I have a Pola G firehouse I bought and made years ago. What I wanted to know is do you guys know of a dealer or special toy company who makes G scale diecast fire engines. I wouldn't mind plastic but I love the old fasioned heavy steel dicast toy cars of the 40's,50's and 60's. If I can find an old die cast fire engine to put inside the house it would finish the scene off perfectly.


----------



## Spule 4 (Jan 2, 2008)

There are a fleet of 1:24th scale diecast fire trucks for the taking... 

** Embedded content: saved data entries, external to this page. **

PR #4188, opened 2025-12-22
Add support for Junsun EV Charger

bartowl:
This EV Charger supports charging current adjustment mid-charging without disconnecting.
Tested with single phase 230V 32A Type2 Junsun charger from Aliexpress.

### DIFF
--- a/custom_components/tuya_local/devices/junsun_ev_charger.yaml
+++ b/custom_components/tuya_local/devices/junsun_ev_charger.yaml
@@ -39,7 +39,6 @@ entities:
         name: mode_set
   - entity: sensor
     class: energy
-    category: diagnostic
     dps:
       - id: 1
         type: integer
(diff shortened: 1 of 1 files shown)


custom_components/tuya_local/devices/junsun_ev_charger.yaml
```diff
@@ -0,0 +1,234 @@
...
+    category: config
+    icon: "mdi:ev-plug-type2"
+    dps:
+      - id: 4
+        type: integer
+        name: value
+        unit: A
+        range:
+          min: 6
+          max: 20
```
make-all: If this is a 32A charger, why is it limited here to 20A?

bartowl: Sorry, it really supports 32A I have just limited it locally to 20A since my wiring does not allow for more. Should be fixed now

PR #4189, opened 2025-12-22
Expose more temperature configurations to HA

flow-c:


custom_components/tuya_local/devices/miheat_th11wf_thermostat.yaml
```diff
@@ -200,3 +251,37 @@ entities:
...
+    category: config
+    mode: box
+    dps:
+      - id: 166
+        type: integer
+        name: value
+        mapping:
+          - scale: 10
+            step: 5
+            range:
```
make-all, line 263: range and unit should be outside of the mapping. default is for a different purpose (reverse mapping for actions where an optional parameter is not provided), but you can map `dps_val: null` to a value if you need to.

PR #4193, opened 2025-12-23
Create kogan_KASMCDSKTLA_kettle.yaml

baronorder:
Device config support for Kogan KASMCDSKTLA smart kettle

### DIFF
--- a/custom_components/tuya_local/devices/kogan_kasmcdsktla_kettle.yaml
+++ b/custom_components/tuya_local/devices/kogan_kasmcdsktla_kettle.yaml
@@ -27,10 +27,10 @@ entities:
           min: 40
           max: 100
 
- - entity: sensor
-   translation_key: status
-   class: enum
-   dps:
+  - entity: sensor
+    translation_key: status
+    class: enum
+    dps:
       - id: 8
         name: sensor
         type: string


custom_components/tuya_local/devices/kogan_KASMCDSKTLA_kettle.yaml
```diff
@@ -0,0 +1,65 @@
+name: Kogan 1.7L Double Wall Glass Smart Kettle
```
make-all: Top level name should be generic, as the same basic device is likely sold in different markets with different branding. Branding should remain under products where it is linked to a specific id.

custom_components/tuya_local/devices/kogan_KASMCDSKTLA_kettle.yaml
```diff
@@ -0,0 +1,65 @@
...
+products:
+  - id: 7occ66lr74vfznwt
+    manufacturer: Kogan
+    model: KASMCDSKTLA
+entities:
+  - entity: switch
```
make-all: I think following the water_heater pattern of other kettles will give a better UI for the temperature setting.

custom_components/tuya_local/devices/kogan_KASMCDSKTLA_kettle.yaml
```diff
@@ -0,0 +1,65 @@
...
+    dps:
+      - id: 4
+        name: value
+        type: integer
+        unit: °C
+        range:
+          min: 40
+          max: 100
+  - entity: select
+    name: Status
```
make-all: use `translation_key: status`, and the values under option should be all lowercase to match the translation keys under that.

custom_components/tuya_local/devices/kogan_KASMCDSKTLA_kettle.yaml
```diff
@@ -0,0 +1,65 @@
...
+        type: string
+        mapping:
+          - dps_val: standby
+            value: Standby
+          - dps_val: heating
+            value: Heating
+          - dps_val: cooling
+            value: Cooling
+  - entity: select
+    name: Preset
```
make-all: Use `translation_key: kettle_mode` instead of this name, and the options: `water`, `custom`, `coffee`, `green_tea`, `honey_water` and `infant_formula`

baronorder: fixed in new commit

custom_components/tuya_local/devices/kogan_KASMCDSKTLA_kettle.yaml
make-all: Needs quotes to avoid yaml parser converting it to boolean

baronorder: Ahhh that would be why, testing it now

custom_components/tuya_local/devices/kogan_KASMCDSKTLA_kettle.yaml
baronorder: Fixed in newcommit

custom_components/tuya_local/devices/kogan_KASMCDSKTLA_kettle.yaml
baronorder: Converted to water heater entity

custom_components/tuya_local/devices/kogan_KASMCDSKTLA_kettle.yaml
baronorder: Fixed with generic name

custom_components/tuya_local/devices/kogan_KASMCDSKTLA_kettle.yaml
baronorder: Thanks for that, I was trying to figure out why it was failing!

PR #5491, opened 2026-07-04
Add support for Nere Smart ceiling fan

irikuo:
Add support for Nere Smart ceiling fan.


make-all:
Merged with windcalm_fan_with_light.yaml

PR #5493, opened 2026-07-04
feat(temprium_pac011_airconditioner) fahrenheit/celsius confusion bug

tomgidden:
Following up on the bug mentioned in PR #5485 :

The Temprium does work with the `meaco_cirro_airconditioner` config as noted in response to that PR, but HASS still shows my room as being at 81ºC (ie. 177ºF) 🔥

While `dps-3` does correctly report the Celsius temperature for a couple of seconds when the units are updated, the rest of the time it's reliably showing the Fahrenheit temperature and `dps-24` is showing the Celsius temperature.  This is true whether the configured unit (dps-19) is 'c' or 'f'.  So, effectively swapping `dps-3` and `dps-24` seems to fix the behavior in HASS.

Rather than risking breaking `meaco_cirro_airconditioner` trying to support both, I've recreated `temprium_pac011_airconditioner` with this fix.

### DIFF
--- a/custom_components/tuya_local/devices/meaco_cirro_airconditioner.yaml
+++ b/custom_components/tuya_local/devices/meaco_cirro_airconditioner.yaml
@@ -8,11 +8,6 @@ products:
     manufacturer: Meaco
     model: Cirro+ 14000 BTU Inverter
     model_id: CIRRO14000PRO
-## Temprium PAC011 appears identical apart from a celsius/fahrenheit confusion bug;
-## temprium_pac011_airconditioner.yaml has a workaround.
-#  - id: kzdx8i4g0wms1vta
-#    manufacturer: Temprium
-#    model: PAC011
 entities:
   - entity: climate
     dps:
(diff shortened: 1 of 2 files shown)


custom_components/tuya_local/devices/meaco_cirro_airconditioner.yaml
```diff
@@ -8,9 +8,11 @@ products:
     manufacturer: Meaco
     model: Cirro+ 14000 BTU Inverter
     model_id: CIRRO14000PRO
-  - id: kzdx8i4g0wms1vta
-    manufacturer: Temprium
-    model: PAC011
+## Temprium PAC011 appears identical apart from a celsius/fahrenheit confusion bug;
+## temprium_pac011_airconditioner.yaml has a workaround.
```
make-all: You don't need a story here, just remove the product details for the Temprium

make-all (changes requested):

PR #5506, opened 2026-07-06
The NHZS fan speed was incorrectly displayed as 20% by default, even though it was 100% in Home Assistant.

witanage:
The NHZS fan speed was incorrectly displayed as 20% by default, even though it was 100% in Home Assistant. This has now been fixed.


make-all:
Is your product id matching cwwc6ga2gz8mvrqo?

It would be disruptive to other users to change the speed range of a fan they are already using just to suit your specific device. The original author set the range at 1-20, so I assume that was matching their device.

witanage:
Apologies. Would it be possible to introduce this as a new device instead? The existing ranges don't seem to work for my device, probably some other devices as well.

make-all:
NHZS is similar to Yidi fan light switch, but without the light. Yidi does have raw percentage steps though, and also reports the same "NHZS-风扇灯开关" product name through the Tuya cloud API, so likely the same manufacturer.

witanage:
I could be wrong, But it didn't gave me a choice of "Yidi fan light switch" while I'm integrating the device though.

make-all:
It should do now

PR #5521, opened 2026-07-08
Add Celsius variant of TCL AirMax heat pump (Nordis Orion EVO)

virtualas10:
The existing `daizuki_heatpump.yaml` (product id `hw50w7qvxluhslkk`) assumes the
device reports Fahrenheit: DP 2 is `unit: F`, range 610-880, and DP 3 carries a
`target_range` mapping (-20..100 to -4..212).

The same product id is used on export/EU-market units (Tuya cloud
`product_name` is "TCL外销分体机" - "TCL export split unit", sold in the EU as
Nordis Orion EVO among others), which report Celsius x10 on DP 2. The device
has no C/F setting and exposes no unit DP, so a conditional mapping within one
config is not possible.

With the current config, a 24 °C setpoint (DP 2 = 240) is displayed as -4 °C
in HA. This PR adds a sibling config with `unit: C`, setpoint range 16.0-31.0,
and the DP 3 conversion mapping removed. All other entities are unchanged from
the original config.

DPS dump from my unit with panel at 24 °C, room 24 °C:

    {'1': False, '2': 240, '3': 24, '4': 'cold', '5': 'low', '18': 0, '20': 0,
     '101': 0, '105': 'off', '110': 135724, '113': '0', '114': '0', '119': '0',
     '120': 'off', '123': '0000', '125': 'great', '126': '5', '127': '1',
     '128': '0', '129': '1', '130': 26, '131': False, '132': False, '133': '0',
     '134': '{"t":...,"s":false,"clr":true}'}

Tested live on a Nordis Orion EVO: setpoint read/write, HVAC modes and fan
speeds all working correctly with this config.

### DIFF
--- a/custom_components/tuya_local/devices/daizuki_heatpump_c.yaml
+++ b/custom_components/tuya_local/devices/daizuki_heatpump_c.yaml
@@ -1,0 +1,308 @@
+name: Heat pump (Celsius)
+products:
+  - id: hw50w7qvxluhslkk
+    manufacturer: TCL
+    model: AirMax (export, °C)
+  - id: hw50w7qvxluhslkk
+    manufacturer: Nordis
+    model: Orion EVO
+entities:
+  - entity: climate
+    translation_only_key: aircon_extra
+    dps:
+      - id: 1
+        type: boolean
+        name: hvac_mode
+        mapping:
+          - dps_val: false
+            value: "off"
+          - dps_val: true
+            constraint: mode
+            conditions:
+              - dps_val: auto
+                value: heat_cool
+              - dps_val: cold
+                value: cool
+              - dps_val: hot
+                value: heat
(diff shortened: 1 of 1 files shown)


make-all:
There are already a group of devices using the same dp layout as daizuki_heatpump, probably one of the existing configs will already work well with your device.

fisher_summer_air_conditioner matched daizuki_heatpump 100%
rotenso_ronix_heatpump matched daizuki_heatpump 76%
starlight_heatpump matched daizuki_heatpump 92%
hellnar_heatpump matched daizuki_heatpump 92%
fujicool_yuzu_heatpump matched daizuki_heatpump 100%

make-all:
Merged with daizuki_heatpump so the matching product id does not cause confusion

http://www.amazon.com/Yat-Ming-Scale-1938-Engine/dp/B000UJETU8 

http://www.collectablediecast.com/1944-Mercedes-Benz-L4500F-Fire-Truck-124-Red_p_6290.html 

http://www.diecastmodelswholesale.com/servlet/the-2215/1935-chevrolet-fire-truck/Detail 

http://www.motormint.com/index.asp?PageAction=VIEWPROD&ProdID=663 

http://www.motormint.com/index.asp?PageAction=VIEWPROD&ProdID=248


----------



## Dan Pantages (Jan 2, 2008)

http://artknapptrains.com/ Talk to Bob Shore.


----------



## toddalin (Jan 4, 2008)

I have a Diecast Signiture, 1927 Seagrave that has never been out of its box. Would take $45 plus a box and shipping from 92705.

1927 Diecast Seagrave Fire Engine


----------



## Doug C (Jan 14, 2008)

Dang it, ya missed out, 2009 (or was it 2008) Wallys had 2-3 diff. ones on their shelves for that Xmas season, and I do believe the yat ming series shown in the aforementioned link ! 


doug c


----------



## Ltotis (Jan 3, 2008)

Consider the Imex diescast 1852 Fird Firetruck kit. Goes together with 3 screws. In my opinion the a lot of the 1/24(1/25) Fire Trucks are overpriced. 
LAO


----------